American football player (born 2000)

Mason Pline (born February 5, 2000) is an American professional football tight end. He previously signed with the San Francisco 49ers as an undrafted free agent following the 2024 NFL draft. Pline was also a member of the New Orleans Saints during the 2025 NFL season. He played college football for the Ferris State Bulldogs and the Furman Paladins.

==Early life==
Pline was born in 2000 in Fowler Michigan. Standing tall and weighing 225 lb, Pline was a three-sport athlete. He played baseball, basketball and football. In football, Pline played tight end and defensive end positions with the Fowler Eagles team. In basketball, Pline averaged 13 points, eight rebounds and four assists and earned all-state, all-area and all-conference honors. He graduated in 2018.

==College career==
===Ferris State===
First attending Ferris State, Pline played three seasons of basketball with the Bulldogs team before committing to football full-time in 2021. During his first three seasons of college football, Pline played halfback and tight end with the Bulldogs team. Pline graduated with a bachelor's degree in Mechanical Engineering.

===Furman University===
Pline transferred to Furman University for his senior season of college football, enrolling in a master's program in Strategic Design. He joined the Furman Paladins as a tight end for the 2023 season. He played in all 13 games finishing his only season with 32 receptions and four touchdowns. He earned a certificate in Design and Visual Communications.

==Professional career==

Pre-draft measurables
| Height | Weight | Arm length | Hand span | Wingspan | 40-yard dash | 10-yard split | 20-yard split | 20-yard shuttle | Three-cone drill | Vertical jump | Broad jump |
| 6 ft 6+3⁄8 in (1.99 m) | 251 lb (114 kg) | 33 in (0.84 m) | 10+1⁄8 in (0.26 m) | 6 ft 6+3⁄4 in (2.00 m) | 4.81 s | 1.64 s | 2.77 s | 4.65 s | 7.44 s | 33.0 in (0.84 m) | 9 ft 10 in (3.00 m) |
All values from Pro Day

===San Francisco 49ers===
On April 27, 2024, Pline signed with the San Francisco 49ers as an undrafted free agent following the 2024 NFL draft. He spent the 2024 NFL Season on the practice squad. On January 6, 2025, Pline signed a reserve/futures contract with the 49ers.

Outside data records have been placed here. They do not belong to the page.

PR #2686, opened 2023-10-23
[next] tree: promote changes from next-devel at c1e318a50c7ba241873d7a956bc5d1d50f52538b

coreosbot-releng:
Triggered by @prestist in https://github.com/coreos/fedora-coreos-streams/issues/794.


marmijo (approved):
LGTM

PR #2687, opened 2023-10-23
[rawhide] overrides: pin kexec-tools-2.0.27-1.fc40 on ppc64le only

marmijo:
Recent rawhide ppc64le builds have been failing with a newer version of kexec-tools.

On August 4, 2025, Pline was waived by the 49ers.

===New Orleans Saints===
On August 5, 2025, the New Orleans Saints claimed Pline off waivers following his departure from the 49ers. On August 13, Pline was placed on season-ending injured reserve.

===Kansas City Chiefs===
On June 18, 2026, Pline signed with the Kansas City Chiefs following the vacancy made by Wanya Morris' trade to the Atlanta Falcons. On August 30, he was waived as part of final roster cuts.